Introduction
This work is the result of 25 years of consistent work looking at living systems as
operating on the basis of quantum computers. This is known as quantum biology, and
there is significant backing, academically, to support this idea.
Conventional bio-medical science focuses exclusively on the pathological and biochemical
aspects of biology. This is an approach which works, but there is a deeper reality which
could yield significant diagnostic insights.
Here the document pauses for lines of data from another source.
PR #1212, opened 2023-01-09
Polymorphism using type designator: add support in python and jsonschema generators, so that linkml-validate works with polymorphic data

kervel:
This is a follow-up on PR #1180 which needs to be merged first.

some open questions:

* i created linkml.generators.common to put one common function. is this good or should it go elsewhere ?
* i shared data and schema between my two tests. is this good ? or should i merge all tests together in one file ?


kervel:
rebased

kervel:
will close this one and create a new one based on a linkml branch.

Issue #1213, opened 2023-01-09
Add unique_key validation to JsonSchemaGenerator


turbomam:
I will write a test if nobody has an example

cmungall:
Unfortunately this might not be possible: https://stackoverflow.com/questions/24763759/make-sure-item-property-in-array-is-unique-in-json-schema

PR #1223, opened 2023-01-12
#1213 SchemaBuilder disregards requested range

turbomam:
Tests for #1213

see tests/test_issues/test_issue_3.py

please disregard deleted "files changed" in `tests/test_issues/output/curie_case.context.jsonld`


turbomam:
If I really have a need for using SchemaBuilder, then I should just learn how to use SchemaBuilder.

Issue #1239, opened 2023-01-17
test: check slots/values retained by merge in SchemaView


turbomam:
see also #1238

matentzn:
Please reopen if still relevant!

PR #1240, opened 2023-01-17
report of induced schema def attribs for #1238

turbomam:
- #1238

### DIFF
--- a/tests/test_issues/test_issue_1238.py
+++ b/tests/test_issues/test_issue_1238.py
@@ -1,0 +1,78 @@
+import unittest
+
+from linkml_runtime import SchemaView
+
+META_URL = "https://raw.githubusercontent.com/linkml/linkml-model/main/linkml_model/model/schema/meta.yaml"
+SCRUTINIZED_CLASS = "schema_definition"
+
+EXPECTED_INDUCED_ATTRIBS = ['aliases',
+                            'alt_descriptions',
+                            'annotations',
+                            'broad mappings',
+                            'categories',
+                            'classes',
+                            'close mappings',
+                            'comments',
+                            'conforms_to',
+                            'default_curi_maps',
+                            'default_prefix',
+                            'default_range',
+                            'definition_uri',
+                            'deprecated',
+                            'deprecated element has exact replacement',
+                            'deprecated element has possible replacement',
+                            'description',
+                            'emit_prefixes',
+                            'enums',
+                            'exact mappings',
+                            'examples',
+                            'extensions',
+                            'from_schema',
+                            'generation_date',
+                            'id',
+                            'id_prefixes',
+                            'imported_from',
+                            'imports',
+                            'in_language',
+                            'in_subset',
+                            'keywords',
+                            'license',
+                            'local_names',
+                            'mappings',
+                            'metamodel_version',
+                            'name',
+                            'narrow mappings',
+                            'notes',
+                            'prefixes',
+                            'rank',
+                            'related mappings',
+                            'see_also',
+                            'settings',
+                            'slot_definitions',
+                            'slot_names_unique',
+                            'source',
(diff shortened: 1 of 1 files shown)


tests/test_issues/test_issue_1238.py
```diff
@@ -0,0 +1,78 @@
...
+
+
+class SchemaDefInducedAttribsCase(unittest.TestCase):
+    def test_induced_attrib_list(self):
+        meta_view = SchemaView(META_URL)
+
+        induced_schema_def = meta_view.induced_class(SCRUTINIZED_CLASS)
+        induced_schema_def_attribs = induced_schema_def.attributes
+        induced_schema_def_attrib_names = [v.name for k, v in induced_schema_def_attribs.items()]
+        induced_schema_def_attrib_names.sort()
```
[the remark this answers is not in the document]
turbomam: Thanks. How about composition/list members equal?

tests/test_issues/test_issue_1238.py
```diff
@@ -0,0 +1,78 @@
...
+                            'todos',
+                            'types',
+                            'version']
+
+
+class SchemaDefInducedAttribsCase(unittest.TestCase):
+    def test_induced_attrib_list(self):
+        meta_view = SchemaView(META_URL)
+
+        induced_schema_def = meta_view.induced_class(SCRUTINIZED_CLASS)
```
cmungall, line 69: consider naming the variables to be consistent with the type. This sounds like it should hold a SchemaDefinition object, not a ClassDefinition object.

tests/test_issues/test_issue_1238.py
```diff
@@ -0,0 +1,78 @@
...
+        induced_schema_def_attribs = induced_schema_def.attributes
+        induced_schema_def_attrib_names = [v.name for k, v in induced_schema_def_attribs.items()]
```
cmungall, line 71: This is simpler:
`list(induced_schema_def_attribs.keys())`

tests/test_issues/test_issue_1238.py
```diff
@@ -0,0 +1,78 @@
+import unittest
+
+from linkml_runtime import SchemaView
+
+META_URL = "https://raw.githubusercontent.com/linkml/linkml-model/main/linkml_model/model/schema/meta.yaml"
```
cmungall, line 5: tests should be self contained and have no network dependencies

Additionally this test will break as soon as the metamodel changes and a new metaslot is added to ClassDefinition

turbomam: OK, I'm adding to this now but will ultimately remove the test.

If I did want to retain this test, is the metamodel available from linkml/linkml?

Also, what does it mean to add a metaslot to `ClassDefinition`, as opposed to a slot? Does "metaslot" emphasize that it's a slot from the metamodel, as opposed to a user schema? Is metaslot defined anywhere?

turbomam: Thanks for the review

turbomam: This was a starting point for 
- #1239

cmungall: > OK, I'm adding to this now but will ultimately remove the test.

I see. I encourage PRs for test cases but if the goal is to do entirely local testing best not to make a PR

> Also, what does it mean to add a metaslot to ClassDefinition, as opposed to a slot? Does "metaslot" emphasize that it's a slot from the metamodel, as opposed to a user schema? Is metaslot defined anywhere?

a metaslot is a slot in the metamodel; see 
https://linkml.io/linkml-model/docs/specification/03schemas/#schema-basics

turbomam:
Whoa, this PR has great comments. But I don't have time to work though it any more now so will close.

The following is drawn from my own theoretical work, and that of, in particular, the work
of Zeilinger at the University of Vienna, who has demonstrated with his research group
several futuristic phenomena such as quantum teleportation and quantum encryption.
Much of his work and ideas crystallise the work I have been doing.
Quantum theory describes the world with astonishing precision, whether applied to
elementary particles a hundred thousand times smaller than atoms, or to currents
super conducting rings a billion times bigger. The most fundamental element of the
quantum world is essentially quantisation, the notion that energy, spin and other
quantities only come in discrete steps. Therefore the world at its most fundamental
level is in effect rather grainy, rather like a lots of pixels on a digital picture. Another
enigma is the probabilistic nature of the quantum world, and this is at odds with the
classical world of definite physical properties. This is particularly relevant in the work we
are doing, in that the results are not as definitive as we would like. Culturally, we all like
definite outcomes. This fuels much of the current interest in genetic engineering, the
human genome etc. However, if one looks in detail into the world of genetics and genetic
engineering, one will find that the outcomes there are also very much probabilistic and
are not definitive at all, this is simply a smoke screen to keep the investors pouring the
money into the bio-technology industry, which they are doing at the current time. For a
high quality book on this, with appropriate references, see ‘Genetic Engineering –
Dreams or Nightmares?’ by Mae-Wan Ho.

In the quantum world there are many strange phenomena, such as entanglement, that is
the profound connectedness of objects and processes across infinite distances, and
super position, the astonishing proposition that an electron can be in two places at
once, a current can flow simultaneously clockwise and anti clockwise, until you actually
look to see which way the current is flowing or where the electron is. This process is
known as collapsing the wave function, and the simple process of observation produces
a definitive result. The specific science underlying the work we’ve been doing over the
past 25 years is quantum electrodynamics (QED), which essentially describes how
photons (packets of light), can influence electrons.
2

What we are proposing, is that information is fundamental, and information itself has as
much reality as electricity and magnetism do. We live in an age of information, and we
depend increasingly on information technology. The whole reason I’m able to send you
this e-mail is dependent on that.

The ‘atom’ of information is the bit, the quantity contained in the answer to a Yes or No
question. This is the only way we can interrogate nature, rather like a lawyer
interrogates a witness. There are a whole series of questions posed to which there is
either one or the other answer. So in information terms, an elementary particle, billions
of time smaller than an atom, can only give one or other answer. Once that answer has
been given, then essentially, for example, the position of that particular particle be it an
electron comes into reality. Then we call this the collapse of the wave function. So
where does the intrinsic randomness found in the quantum world arise? To that end,
consider the spin of an electron. Say it is measured along a vertical axis (call it the ‘z’
axis, three dimensional space has three axis, called the ‘x’, ‘y’ and ‘z’ axis), and found to be
pointing up. Because one bit of information has been used to make that statement, no
more information can be carried by the electron spin. Consequently, no information is
available to predict the amounts of spin in the other two axis (the ‘x’ and ‘y’). So those
amounts of spin are of necessity entirely random. If you then measure the spin in one of
these directions, there is an equal chance of it pointing right or left, forward or back.
This fundamental randomness is what we call ‘Heisenderg’s Uncertainly Principle’. We
believe with the work we are doing, that living systems have found a way around this
uncertainty. Therefore the idea of information here is attached to a single elementary
system, that can be on electron, a photon or whatever you like. This explains the
phenomenon of entanglement where two particles which have been together at one point
and should become separated to the opposite ends of the universe, they are so-called
entangled, because it is impossible, even in principle, to describe the state of one
without knowing the state of the other. So even though they are spatially separate by
vast distances potentially, they have no independent existence. This has been proven in
experiment. So therefore the graininess of reality is to do with the fact that we can
only get Yes or No answers to properties of any elementary system.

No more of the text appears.